Two Irishmen Walk Out Of A Bar. Hey, It Could Happen.

A Irishman, Englishman and a black guy are all in the maternity ward. The doctor comes through with congratulations to them all, explaining that they are all the proud new fathers of baby sons. However he says, there has been a problem. "We were really busy, and somehow we have managed to get your three sons mixed up." In order to sort the situation out the doctor suggests they draw lots to see who gets first choice. The result is that the Irishman gets first choice. The Doctor takes the Irishman through to the three babies. "I'll take that one," he says pointing to the little black child. "Hold on," says the doctor, "that's obviously not your son, he's as brown as a chocolate bar and both you and your wife are white." "I know," replies the Irishman, "but one of the other two is English, and I'm just not prepared to take that risk."

An Irishman was flustered not being able to find a parking space in a large mall's parking lot. "Lord," he prayed, "I can't stand this.
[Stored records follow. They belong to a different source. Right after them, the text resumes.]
PR #731, opened 2024-03-01
Update to embedded-hal 1.0 throughout the project

felipebalbi:


felipebalbi:
Fails due to missing #728

orangecms (approved):
Nice, thank you!

this tarpaulin thing ... let's kick it out, serves no value at this point.

felipebalbi:
@orangecms even after removing `tarpaulin`, we still need to Bump rust version because of some `clap` dependency:

```
Caused by:
  package `clap_complete v4.5.1` cannot be built because it requires rustc 1.74 or newer, while the currently active rustc version is 1.73.0
```

We still need to merge #728 before any of the other PRs will work.

felipebalbi:
Yeah, anything under the `clap` umbrella has MSRV listed to rust 1.74, see https://github.com/clap-rs/clap/blob/f65d421607ba16c3175ffe76a20820f123b6c4cb/Cargo.toml#L17

orangecms (approved):

orangecms:
Gotcha, thank you so much for clearing all of this out!

PR #732, opened 2024-03-05
Add aarch64 emulation

felipebalbi:
First we teach `xtask` how to compile RiscV emulation and proceed with re-adding `qemu-aarch64` target.


felipebalbi:
For now I'm really just looking for confirmation that I'm in the right path. Do we want to revisit `qemu-aarch64` or do we start it all from scratch? Note that I removed all the code pointing at `oreboot::drivers` and the aarch64 emulation target is basically a stub of what it should be doing.

I can see life with qemu + gdb, but there's no output of any kind. Any suggestions on how to add proper PL011 support? There are some crates, but they depend on cortex-m.

@orangecms FYI

felipebalbi:
Failing due to lack of #728

orangecms:
Looks perfectly fine to me :)

For QEMU, the approach from what I am thinking of would be to really just have the main stage and test the higher-level features - decompression, running some test payload, and seeing that our setup works fine (whatever it'd be on Arm, for RISC-V it'd be the SBI, etc). Does that make sense to you as well?

If you don't mind, I'd love to take that first commit here already. Would you move that over into another PR? :)

orangecms:
For the PL011, you can use the register block definition from here:
https://github.com/apgoetz/pl011_qemu/blob/master/src/lib.rs

just copy that over, essentially, and implement the embedded HAL trait for it and the oreboot log library:
https://github.com/oreboot/oreboot/blob/main/src/lib/log/src/lib.rs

If you open a space up for me, I swear I'll give up drinking me whiskey, and I promise to go to church every Sunday." Suddenly, the clouds parted and the sun shone on an empty parking spot. Without hesitation the Irishman said, "Never mind,I found one."

Q. How can you tell that an Irishman is married?
A. He eats his potatoes cooked.

Q. Why did the Irishman cross the road?
A. To pass out in the other ditch.

Q. What's an Irish homosexual?
A. An Irishman who likes girls more than whiskey.
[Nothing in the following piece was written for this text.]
PR #733, opened 2024-03-06
Remove tarpaulin dependency

felipebalbi:


orangecms:
we'll need to remove this from CI as well :sweat_smile: so far it had served no value and only created noise... x)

Q. What's the difference between St. Patrick's Day and Martin Luther King Day?
A. On St. Patrick's Day, everybody wishes they were Irish.

Q. What's the difference between a Kennedy and an Irishman?
A. After three shots the Irish guy is still standing.
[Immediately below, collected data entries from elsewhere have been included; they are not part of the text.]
PR #92, opened 2026-04-24
Add GroupV1 + InboxV2

jazzz:
This PR Introduces MLS Groupchat via GroupV1Convo

Changes:

- Remove "bin/chat-cli" from default members.
Having to update Applications when pushing changes for Core Protocol slows down development. Recommend moving to a separate Repo, or lock  which can lock to a specific Version. 

- Moves DeliveryService trait from Client into Core::Context. Adds RegistrationService as well. 

- Adds InboxV2 which is PQresistant.

- Adds GroupConvo Trait which extends Convo with Group Management Operation. 

- Adds GroupV1Convo which is Service aware - They can interact directly with the DeliveryService and RegistrationService impls. This streamlines the return types from Conversation functions.

- Adds `fn load_group_convo` and `fn create_group_convo` which return `Box<dyn GroupConvo>`. This allows clients to directly invoke methods and avoid relaying function calls through Context

Work Deferred:

- Any Changes to InboxV1.
- Renaming Context. Context is no longer an accurate name, however that can be discussed later.
- Client Api - This change set installs mls into core. Future work will be needed to make it usable and developer friendly.


bin/chat-cli/Cargo.toml
```diff
@@ -8,7 +8,8 @@ name = "chat-cli"
 path = "src/main.rs"
 
 [dependencies]
-client = { path = "../../crates/client" }
+# Reference a specific commit so updates to the Core does not break examples
+client = { git = "https://github.com/logos-messaging/libchat", rev = "39bf26756448dd16ddff89a6c0054f79236494aa" }
```
jazzz: This is causing NIX build to crash. 

Chat-CLI requires changes however I'd prefer not to deal with that in this PR.

core/conversations/src/conversation.rs
```diff
@@ -36,6 +42,14 @@ pub trait Convo: Id + Debug {
...
 }
 
+pub trait GroupConvo<DS: DeliveryService, RS: KeyPackageProvider>: Convo {
+    fn add_member(&mut self, members: &[&AccountId]) -> Result<(), ChatError>;
+
+    // This is intended to replace `send_message`. The trait change is that it automatically
+    // sends the payload directly.
+    fn send_content(&mut self, content: &[u8]) -> Result<(), ChatError>;
+}
+
```
jazzz, line 52: Group chats require extra functionality, compared to 1:1 Chats. 

This trait extends trait:Convo to include group management functions, while also requiring Groupchats to implement all the same functions as the other conversations

core/conversations/src/inbox_v2.rs
```diff
@@ -0,0 +1,251 @@
...
+        &self.provider
+    }
+
+    fn invite_user<DS: DeliveryService>(
+        &self,
+        ds: &mut DS,
+        account_id: &AccountId,
+        welcome: &MlsMessageOut,
+    ) -> Result<(), ChatError> {
+        let invite = GroupV1HeavyInvite {
```
kaichaosun, line 44: The version number in file name and struct name is poping up everywhere, consider following options:
- not introduce version identifier in file name.
- use enums for version variants.

core/conversations/src/inbox_v2.rs
```diff
@@ -0,0 +1,251 @@
...
+            welcome_bytes: welcome.to_bytes()?,
```
kaichaosun, line 45: Better call it message or welcome_message.

core/conversations/src/inbox_v2.rs
```diff
@@ -0,0 +1,251 @@
...
+        };
+
+        let envelope = EnvelopeV1 {
+            conversation_hint: ProtocolParams::conversation_id_for_account_id(account_id),
+            salt: 0,
+            payload: frame.encode_to_vec().into(),
+        };
+
+        let outbound_msg = AddressedEnvelope {
+            delivery_address: ProtocolParams::delivery_address_for_account_id(account_id),
```
kaichaosun: `delivery_address_for_account_id(account_id)` looks a bit long, extract deliver address conversion somewhere else (like in the scope of DeliveryAddress) could make it clear. Same for `conversation_id_for_account_id`.

core/conversations/src/inbox_v2.rs
```diff
@@ -0,0 +1,251 @@
...
+    fn delivery_address_for_account_id(account_id: &AccountId) -> String {
+        blake2b_hex::<hash_size::AccountId>(&["InboxV2|", "delivery_address|", account_id.as_str()])
+    }
+
+    fn conversation_id_for_account_id(account_id: &AccountId) -> String {
+        blake2b_hex::<hash_size::Testing>(&["InboxV2|", "conversation_id|", account_id.as_str()])
+    }
+}
+
+type ProtocolParams = InboxProtocolParams;
```
kaichaosun: Wondering why introduce an alias here?

core/conversations/src/inbox_v2.rs
```diff
@@ -0,0 +1,251 @@
...
+/// such as MLS.
+pub struct InboxV2<DS, RS, CS> {
+    account_id: AccountId,
+    ds: Rc<RefCell<DS>>,
+    reg_service: Rc<RefCell<RS>>,
+    store: Rc<RefCell<CS>>,
+    ctx: Rc<RefCell<PqMlsContext>>,
+}
+
+impl<DS, CS, RS> InboxV2<DS, RS, CS>
```
kaichaosun, line 88: By looking into the implementation, I feels this is specific for group chat based on MLS, there is no need for a generic name like `InboxV2`, it could be `MlsInbox` or similar. 
The version number here looks confused with InboxV1, before we have a multi version architecture, we should focus on concrete concept for naming.

core/conversations/src/utils.rs
```diff
@@ -6,3 +6,67 @@ pub fn timestamp_millis() -> i64 {
...
+                pub struct $name;
+                impl HashLen for $name { type Size = $size; }
+            )*
+        };
+    }
+
+    use blake2::digest::consts::{U4, U8};
+    hash_sizes! {
+        /// Generic hash size for tests and debug
+        Testing  => U4,
```
kaichaosun: Such code should be lived in tests.
Also consider not use macro if not too many boilerplate code.

core/conversations/src/utils.rs
```diff
@@ -6,3 +6,67 @@ pub fn timestamp_millis() -> i64 {
...
+        /// Account ID hash length
+        AccountId => U8,
+    }
+}
+
+use blake2::{Blake2b, Digest};
```
kaichaosun: Import should be at the top of the source file.

core/storage/src/store.rs
```diff
@@ -120,6 +123,8 @@ pub trait RatchetStore {
     fn cleanup_old_skipped_keys(&mut self, max_age_secs: i64) -> Result<usize, StorageError>;
 }
 
+// TODO: (P2) this should be defined in the ConversationType
```
kaichaosun, line 126: There are many todo items in the PR, it should be better tracked in the issue with pending tasks, not in the committed code, as there is not enough context to understand the todo item, so it's not helpful for code readers.

extensions/components/src/storage/in_memory_store.rs
```diff
@@ -0,0 +1,136 @@
...
+    // TODO: (P4) Importable crates need to be prefixed with a project name to avoid conflicts
+    ConversationMeta,
+    ConversationStore,
+    EphemeralKeyStore,
+    IdentityStore,
+    RatchetStore,
+};
+
+/// An Test focused StorageService which holds data in a hashmap
+pub struct MemStore {
```
kaichaosun, line 13: The sqlite storage should already provide in memory store, not sure if we still need this one.

core/conversations/src/inbox_v2.rs
```diff
@@ -0,0 +1,251 @@
...
+use crate::ChatError;
+use crate::DeliveryService;
+use crate::RegistrationService;
+use crate::account::LogosAccount;
+use crate::conversation::GroupConvo;
+use crate::conversation::group_v1::MlsContext;
+use crate::conversation::{GroupV1Convo, IdentityProvider};
+use crate::types::AccountId;
+use crate::utils::{blake2b_hex, hash_size};
+pub struct PqMlsContext {
```
kaichaosun, line 22: We can just flatten the fields inside this context to the above struct which is `InboxV2`, since it's not used anywhere else.

core/conversations/src/errors.rs
```diff
@@ -26,6 +27,23 @@ pub enum ChatError {
...
+    #[error("KeyPackage: {0}")]
+    KeyPackage(#[from] openmls::prelude::KeyPackageVerifyError),
+    #[error("Delivery: {0}")]
+    Delivery(String),
+}
+
+impl ChatError {
+    // This is a stopgap until there is a proper error system in place
+    pub fn generic(e: impl ToString) -> Self {
+        Self::Generic(e.to_string())
```
kaichaosun, line 45: I believe the practice here is to use Unknown(err) for such catchall error. The comment can be removed too with unknown error and implement `From<String>` trait.

core/conversations/src/context.rs
```diff
@@ -47,43 +65,97 @@ impl<S: ChatStore> Context<S> {
         let identity = Rc::new(identity);
         let inbox = Inbox::new(Rc::clone(&store), Rc::clone(&identity));
 
+        let pq_inbox = InboxV2::new(
+            LogosAccount::new_test(name),
```
kaichaosun, line 69: Raise it again, test identifiers should not made into product code, even it's temporary. It's a bad smell in code. Consider replace it with a meaningful comment.

core/conversations/src/conversation/group_v1.rs
```diff
@@ -0,0 +1,426 @@
...
+
+use crate::types::AccountId;
+use crate::{
+    DeliveryService,
+    conversation::{ChatError, ConversationId, Convo, GroupConvo, Id},
+    service_traits::KeyPackageProvider,
+    types::{AddressedEncryptedPayload, ContentData},
+};
+
+pub trait IdentityProvider: OpenMlsSigner {
```
kaichaosun, line 31: Is this going to be shared with others or only group_v1? Since it's re exported in conversations module, need to make it clear about the scope of this trait.

core/conversations/src/conversation/group_v1.rs
```diff
@@ -0,0 +1,426 @@
...
+        let mls_message_out = self
+            .mls_group
+            .create_message(provider, ctx_ref.ident(), content)
+            .unwrap();
+
+        let a = AddressedEncryptedPayload {
+            delivery_address: self.delivery_address(),
+            data: EncryptedPayload {
+                encryption: Some(
+                    chat_proto::logoschat::encryption::encrypted_payload::Encryption::Plaintext(
```
kaichaosun: This looks too long, partial of the uri can be put in import line.

core/conversations/src/conversation/group_v1.rs
```diff
@@ -0,0 +1,426 @@
...
+        };
+
+        Ok(vec![a])
+    }
+
+    fn handle_frame(
+        &mut self,
+        encoded_payload: EncryptedPayload,
+    ) -> Result<Option<ContentData>, ChatError> {
+        use chat_proto::logoschat::encryption::encrypted_payload::Encryption;
```
kaichaosun: Same here, use should be in top of file.

core/conversations/src/conversation/group_v1.rs
```diff
@@ -0,0 +1,426 @@
...
+                data: msg.into_bytes(),
+                is_new_convo: false,
+            })),
+            ProcessedMessageContent::StagedCommitMessage(commit) => {
+                self.mls_group
+                    .merge_staged_commit(provider, *commit)
+                    .map_err(ChatError::generic)?;
+                Ok(None)
+            }
+            x => {
```
kaichaosun:
```suggestion
            other => {
```

core/conversations/src/conversation/group_v1.rs
```diff
@@ -0,0 +1,426 @@
...
+}
+
+impl<MlsCtx, DS, KP> GroupConvo<DS, KP> for GroupV1Convo<MlsCtx, DS, KP>
+where
+    MlsCtx: MlsContext,
+    DS: DeliveryService,
+    KP: KeyPackageProvider,
+{
+    fn add_member(&mut self, members: &[&AccountId]) -> Result<(), ChatError> {
+        // add_members returns:
```
kaichaosun: Comment should be at the front of function.

core/conversations/src/conversation/group_v1.rs
```diff
@@ -0,0 +1,426 @@
...
+            return Err(ChatError::Protocol(
+                "Cannot add more than 50 Members at a time".into(),
+            ));
+        }
+
+        // Get the Keypacakages and transpose any errors.
+        // The account_id is kept so invites can be addressed properly
+        let keypkgs = members
+            .iter()
+            // .map(|ident| self.key_package_for_account(ctx, ident))
```
kaichaosun: Remove it if not needed.

core/conversations/src/conversation/group_v1.rs
```diff
@@ -0,0 +1,426 @@
...
+    service_traits::KeyPackageProvider,
+    types::{AddressedEncryptedPayload, ContentData},
+};
+
+pub trait IdentityProvider: OpenMlsSigner {
+    fn friendly_name(&self) -> String;
+    fn public_key(&self) -> &Ed25519VerifyingKey;
+}
+
+pub trait MlsContext {
```
kaichaosun, line 45: Consider flattening this if possible and avoiding the Context naming. Context can be a very overloaded abstraction and sometimes hides what the trait actually represents. A more specific name may make the API clearer.

core/conversations/src/conversation/group_v1.rs
```diff
@@ -0,0 +1,426 @@
...
+            ctx,
+            ds,
+            keypkg_provider,
+            mls_group,
+            convo_id,
+        })
+    }
+
+    // Constructs a new conversation upon receiving a MlsWelcome message.
+    pub fn new_from_welcome(
```
kaichaosun, line 126: Is `join` fit better here?
Similarly `create` looks better for `new`.

core/conversations/src/conversation/group_v1.rs
```diff
@@ -0,0 +1,426 @@
...
+                .build()
+                .unwrap()
+                .into_group(provider)
+                .unwrap()
+        };
+
+        let convo_id = hex::encode(mls_group.group_id().as_slice());
+        Self::subscribe(&mut *ds.borrow_mut(), &convo_id)?;
+
+        println!(
```
kaichaosun: Consider using a library for log.

core/conversations/src/conversation/group_v1.rs
```diff
@@ -0,0 +1,426 @@
...
+        ctx: Rc<RefCell<MlsCtx>>,
+        ds: Rc<RefCell<DS>>,
+        keypkg_provider: Rc<RefCell<KP>>,
+        convo_id: String,
+        group_id: GroupId,
+    ) -> Result<Self, ChatError> {
+        let Some(mls_group) = MlsGroup::load(ctx.borrow().provider().storage(), &group_id)
+            .map_err(ChatError::generic)?
+        else {
+            return Err(ChatError::NoConvo("mls group not found".into()));
```
kaichaosun: `ok_or_else` on option can inline the logic with functional style.

core/conversations/src/inbox_v2.rs
jazzz: >  I feels this is specific for group chat based on MLS,

It is not.

InboxV2 is a breaking change to InboxV1, which offers different framing, and account support.

```
/// An PQ focused Conversation initializer.
/// InboxV2 Incorporates an Account based identity system to support PQ based conversation protocols
/// such as MLS.
```

core/conversations/src/utils.rs
jazzz: Testing removed

core/conversations/src/utils.rs
jazzz: done

core/storage/src/store.rs
jazzz: Yes all TODOs must have a corresponding issue.

extensions/components/src/storage/in_memory_store.rs
jazzz: Currently there are limitations of the ChatStore trait which adds friction.

Th largest being It combines the registration of conversations, with the storage of the actual conversation state.

This means that in order to use the get/load functionality in Context, a full SQLlite implementation needs to be provided for new conversationTypes. For PRs which are adding new functionality to `Core` this is a burden. 

The Added MemStore impl provides the lightest requirements  (Put it in a hashmap) so testing/validation can continue. 

Followup work can add persistence, and update the existing Components to support the new ConversationType

core/conversations/src/inbox_v2.rs
jazzz: > use enums for version variants.

This is a Protobuf message constructor which represents a specific Invite for a specific ConversationType. I'm not sure how you'd want to use an enum here?

core/conversations/src/inbox_v2.rs
jazzz: I don't follow; You are suggesting to rename the proto_buf field to "message"?

core/conversations/src/inbox_v2.rs
jazzz: > Extract deliver address conversion somewhere else (like in the scope of DeliveryAddress) 

DeliveryAddress generation is determined by each protocol. InboxV1, InboxV2, GroupV1 all generate delivery addresses differently. 

Moving the definition into the generic container DeliveryAddress would defeat the purpose of having multiple versioned protocols.

> delivery_address_for_account_id(account_id) looks a bit long, 

I can shorten it by some characters if that will help.

core/conversations/src/inbox_v2.rs
jazzz: removed

core/conversations/src/conversation/group_v1.rs
jazzz: Not sure I agree: 'new_' is the convention for constructing new instances of a type. Join would imply an operation on a GroupV1Convo rather than creating a new instance.

core/conversations/src/conversation/group_v1.rs
jazzz: removed

core/conversations/src/conversation/group_v1.rs
jazzz: updated to: 
```
        let mls_group = MlsGroup::load(ctx.borrow().provider().storage(), &group_id)
            .map_err(ChatError::generic)?
            .ok_or_else(|| ChatError::NoConvo("mls group not found".into()))?;
```

core/conversations/src/errors.rs
jazzz: The use of a named constructor allows this function to be passed as a `Fn`, `FnOnce` reducing complexity at callsites: e.g. result.map_err(ChatError::generic).

core/conversations/src/conversation/group_v1.rs
jazzz: > Is this going to be shared with others or only group_v1?

Not exactly sure what we mean by `shared.` 
IdentityProvider is an interface that will need to be implemented by some other code, so its required to be accessible by them.

Other conversation types in the future will likely use this trait - the conversation that supports DeMLS for example will likely reuse this trait. 

> need to make it clear about the scope of this trait.

The definition is owned by GroupV1, and accessible by objects with access to conversations internals. Comment added.

core/conversations/src/conversation/group_v1.rs
jazzz: Shortened to `encrypted_payload::Encryption::Plaintext`. This provides the necessary context, while making it easier to follow

core/conversations/src/conversation/group_v1.rs
jazzz: replace with `_` as it is unused now

core/conversations/src/inbox_v2.rs
jazzz: I see what you are saying, and don't disagree here.

However this is a ContextObject - Its expected to grow. If DeMLS is integrated and the MLSContext is still relatively simple than I could see flattening it being a smart choice.

core/conversations/src/context.rs
jazzz: > test identifiers should not made into product code
> It's a bad smell in code.

I completely agree.

> should not made into product code, even it's temporary.

I don't consider this production code at the moment.  Specifically the "new_test" is intended to warn others that this code is not to be used, and the function will be removed quickly.

> Consider replace it 
To resolve this issue is going to make this PR significantly larger, but I'm happy to do that if desired.

core/conversations/src/conversation/group_v1.rs
jazzz: > Context can be a very overloaded abstraction and sometimes hides what the trait actually represents.

Unfortunately the design pattern being used in this case is the 'Context Object Pattern'. The name specifically refers to that. I can rename it, but it would be less clear about the intention. 

> Consider flattening

I'm not sure how you would like to flatten a inter-module interface? The trait defines required functionality that needs to be supplied by the caller. I'm not sure how to remove a layer of nesting, when there is only one layer

>  A more specific name

Its the Context for all Mls Based chats. Alternatives I can see:
- `GroupV1MlsContext`: Reflects  that its currently only used in GroupV1
- `MlsContextObject`: This seems worse, as its not an object its a trait.

Do either of these align with what you are looking for

bin/chat-cli/Cargo.toml
jazzz: Rather than this being a blocker, i'm inclined to revert this and find a solution for Chat-CLI in a different PR. 

Naively seems to me that the CLI app should be put into its own repo so:
- It can properly pinned to a dependency versions
- Easily forkable / readable by developers
- Not block future development. 
- Maintain its own github issues.

core/conversations/src/inbox_v2.rs
kaichaosun: For protobuf message constructor, It can be namespaced like `v1::GroupInvite`.
Actually most of my concern comes from the version identifier splits in the file names and many other structs.

core/conversations/src/inbox_v2.rs
kaichaosun: Yes, no need for type `bytes`, `GroupV1HeavyInvite -> message` seems express the intention pretty clear.

core/conversations/src/inbox_v2.rs
kaichaosun: > DeliveryAddress generation is determined by each protocol. InboxV1, InboxV2, GroupV1 all generate delivery addresses differently.

Introduce trait and implement by different conversation should solve it clearly.

core/conversations/src/inbox_v2.rs
kaichaosun: Does `InboxV2` also works for `PrivateV1` in the current implementation or it's only for MLS?
If it's only MLS, make it clear that it's for MLSInbox, then after introduce adapter for PrivateV1, the generic `Inbox` can be introduced and delegate to the PrivateV1Inbox and MLSInbox.

core/conversations/src/inbox_v2.rs
kaichaosun: By quickly looking into the context object pattern, it looks useful to provide traced info going though the call stack like request id, or other similar shared state.
In our codebase, there are many context objects, generally I don't see strong requirement for so many context.

core/conversations/src/context.rs
kaichaosun: I mean "product" code not production, which means the logic for features, specifically not for test.

> Specifically the "new_test" is intended to warn others that this code is not to be used

A clear comment serve this purpose better, not a `*test` identifier.

core/conversations/src/conversation/group_v1.rs
kaichaosun: If owned by GroupV1, it should be `GroupIdentityProvider`, if shared by others, consider move it outside of group_v1.rs, and reduce constraint of `OpenMlsSigner` as MLS related type is specifically for group chat.

core/conversations/src/conversation/group_v1.rs
kaichaosun: I may not make myself clear.
I mean you are consolidate a lot things in the context trait, it should be split into different ones for the specific feature it provides, for example a identity provider trait could be used, not putting it in a generic context.

So instead have a big trait for a lot of things, there are many specific traits for the feature it provides. Or if you think the features are related and want to consolidate, a better name needed to express the relation / consolidatation, not a generic context, which has been over used in my opinion.

core/conversations/src/inbox_v2.rs
jazzz: > Yes, no need for type bytes

I don't agree here. The protobuf does not accept any arbitrary message. It specifically requires a Mls::Welcome   that has been encoded into bytes. Calling it a welcome message would imply that the type is a Welcome Protobuf message - where actually it is encoded bytes.

core/conversations/src/inbox_v2.rs
jazzz: I can't say I follow your logic, perhaps you could explain more.

> extract deliver address conversion somewhere else (like in the scope of DeliveryAddress) could make it clear.

The stated goal here is clarity.

> Introduce trait and implement by different conversation should solve it clearly.

A trait is an interface that exposes functionality. Its a mechanism to define an interface between components.
In this case the delivery address is never used outside of the environment it was defined.

I don't understand how exposing an internal variable or function outside of its natural scope helps with making things clear?

jazzz: I can flatten it, into a non member function and make the name less long. Hopefully that can make things more clear.

core/conversations/src/inbox_v2.rs
jazzz: > Does InboxV2 also works for PrivateV1

No it does not.  PrivateV1 does not use PQE or LogosAccounts.

> or it's only for MLS?

No it is not. It would support any any conversationType that is intended to use LogosAccounts.

core/conversations/src/inbox_v2.rs
jazzz: updated in df35abe19ad99850204bd452d6e2da6c3a99a2df

core/conversations/src/inbox_v2.rs
jazzz: > I don't see strong requirement for so many context.

There are currently 2 Contexts and soon to be 1 Context:

1) Conversations::Context which was an FFI Context pattern. This object has since changed, and as noted in my PR description need to be removed. 
 > Renaming Context. Context is no longer an accurate name, however that can be discussed later.

This PR is already large/contentious; seems like a bad idea to combine with more changes. If It will help get this merged, i'm happy to add that change set to this PR. 

2) MlsContext Trait + PqMlsContext impl 
Which is a context pattern for passing in a growing set of execution context to Mls style Conversations. 
>  or other similar shared state.

Yes, exactly. 

> If DeMLS is integrated and the MLSContext is still relatively simple than I could see flattening it being a smart choice.

Is this not sufficient?

core/conversations/src/inbox_v2.rs
jazzz: Namespacing in general is not a terrible choice here. Something to consider. 

However the natural namespace would be `inbox` as that is the owner of all invites: that means that handling inbound messages will result in a match statement which is all `GroupInvite`s. separated by artificial namespaces. 

Using:
`inbox::<ConversationTypeName>::Invite` is one approach but I'm not sure its improved.

eg:
```
inbox::group1::Invite
inbox::group2::Invite
inbox::private2::Invite
```
Flat names would be easier to reason about, and having many items all named the same seems like adding more confusion than clarity

jazzz: > Actually most of my concern comes from the version identifier splits in the file names and many other structs.

Seems your issue is with the ConversationType naming policy, not the Implementation.
ref: https://github.com/logos-co/logos-lips/pull/323

core/storage/src/store.rs
```diff
@@ -27,13 +27,15 @@ pub trait EphemeralKeyStore {
 pub enum ConversationKind {
     PrivateV1,
     Unknown(String),
```
osmaczko, line 29: Can we keep `Unknown` either first or last?

core/conversations/src/service_traits.rs
```diff
@@ -0,0 +1,41 @@
...
+}
+
+/// Manages key bundle storage for MLS group creation/addition while contacts are
+/// offline.
+///
+/// Implement this to provide a contact registry — ach participant publishes their key package
+/// on registration; others fetch it to initiate a conversation.
+pub trait RegistrationService: Debug {
+    type Error: Display;
+    fn register(&mut self, identity: &str, key_bundle: Vec<u8>) -> Result<(), Self::Error>;
```
osmaczko, line 25:
```suggestion
    fn register(&mut self, identity: &AccountId, key_bundle: Vec<u8>) -> Result<(), Self::Error>;
```

core/conversations/src/utils.rs
```diff
@@ -6,3 +7,66 @@ pub fn timestamp_millis() -> i64 {
...
+    /// This macro generates HashLen for the given typenum::length
+    macro_rules! hash_sizes {
+        ($($(#[$attr:meta])* $name:ident => $size:ty),* $(,)?) => {
+            $(
+                $(#[$attr])*
+                pub struct $name;
+                impl HashLen for $name { type Size = $size; }
+            )*
+        };
+    }
```
osmaczko, line 35: Image

core/conversations/src/conversation.rs
```diff
@@ -36,6 +42,14 @@ pub trait Convo: Id + Debug {
     fn convo_type(&self) -> ConversationKind;
 }
 
+pub trait GroupConvo<DS: DeliveryService, RS: KeyPackageProvider>: Convo {
+    fn add_member(&mut self, members: &[&AccountId]) -> Result<(), ChatError>;
+
+    // This is intended to replace `send_message`. The trait change is that it automatically
```
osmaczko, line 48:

Woman: "Help, help, an Irishman tried to rape me!"
Cop: "How do you know he was Irish?"
Woman: "I had to help him."

Q. Why don't Irish men ever exercise?
A. They figure if God had wanted them to bend over, He would have put the booze on the floor.

"Dad," asked the kid, "can I have five dollars to buy a guinea pig?"
"Aw son, here's twenty dollars, son. Go find yourself a nice Irish girl."

Q. Did you hear about the guy who was half Irish, half Jewish?
A. He wanted a drink but he couldn't bring himself to buy one.

Q. Where does an Irish family go on vacation?
A. A different bar.

Q. What do you get when you cross a black with a Irishman?
A. Leprecoon.

Q. What's an Irish 7-course meal?
A. A 6-pack and a potato.

Normally I try to keep the FRIDAY FLICKS contained to YouTube because they're clean, easy and pop-up free, but there's been a disturbing trend of shitty copies of movies making their way online lately. For example, if I wanted to feature Leprechaun in the Hood (with Ice T!) all of the copies I can find have this shitty grid pattern. (one and two -- this happens for almost all movies uploaded between October and November of last year, and belonging to 'named' accounts. So as an alternative -- and make sure your popup blockers are turned on -- you can check out 2000's Leprechaun in the Hood [download] or 1997's Leprechaun in Space [download].

Young Schmitty was taking confession, when he told the Irish priest that he was having impure thoughts about his sister. "Is this a sin, Father?" he asked. The priest nodded and said, "Yes Schmitty, indeed it is a sin...Look at the two beautiful brothers you have."